──────── Exercise materials

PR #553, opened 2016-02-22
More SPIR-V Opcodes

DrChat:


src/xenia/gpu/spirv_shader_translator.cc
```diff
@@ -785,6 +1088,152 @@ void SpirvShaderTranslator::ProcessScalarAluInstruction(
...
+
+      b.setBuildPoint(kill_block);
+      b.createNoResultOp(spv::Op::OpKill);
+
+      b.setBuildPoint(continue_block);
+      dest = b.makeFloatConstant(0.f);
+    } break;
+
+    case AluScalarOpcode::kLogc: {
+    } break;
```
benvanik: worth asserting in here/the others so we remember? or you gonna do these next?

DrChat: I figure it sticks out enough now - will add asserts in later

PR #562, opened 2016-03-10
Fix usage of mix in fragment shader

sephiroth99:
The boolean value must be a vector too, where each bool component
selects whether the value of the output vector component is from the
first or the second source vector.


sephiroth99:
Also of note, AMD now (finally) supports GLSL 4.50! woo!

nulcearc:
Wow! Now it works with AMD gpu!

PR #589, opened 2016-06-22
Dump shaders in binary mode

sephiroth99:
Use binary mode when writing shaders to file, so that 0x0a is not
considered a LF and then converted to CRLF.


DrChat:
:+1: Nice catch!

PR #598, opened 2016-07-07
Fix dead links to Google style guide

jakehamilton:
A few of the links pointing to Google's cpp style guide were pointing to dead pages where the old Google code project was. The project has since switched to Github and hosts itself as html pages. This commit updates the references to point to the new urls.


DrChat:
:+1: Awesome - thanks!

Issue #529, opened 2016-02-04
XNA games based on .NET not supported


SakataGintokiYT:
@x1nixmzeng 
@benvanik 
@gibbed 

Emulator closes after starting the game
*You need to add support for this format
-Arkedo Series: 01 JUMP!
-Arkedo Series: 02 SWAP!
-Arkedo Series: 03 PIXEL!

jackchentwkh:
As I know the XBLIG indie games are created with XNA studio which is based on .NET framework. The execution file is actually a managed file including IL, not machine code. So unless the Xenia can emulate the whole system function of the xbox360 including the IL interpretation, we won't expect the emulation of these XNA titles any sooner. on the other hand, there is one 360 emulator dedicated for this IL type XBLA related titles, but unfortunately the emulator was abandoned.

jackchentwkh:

────────────────
──────── Exercise materials

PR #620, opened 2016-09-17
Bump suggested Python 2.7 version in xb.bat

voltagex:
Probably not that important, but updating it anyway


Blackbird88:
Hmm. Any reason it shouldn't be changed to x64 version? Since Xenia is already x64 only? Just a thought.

────────────────

- Directions for this task
Please list every line of the records that contains "vector".

- Exercise answer
The boolean value must be a vector too, where each bool component
selects whether the value of the output vector component is from the
first or the second source vector.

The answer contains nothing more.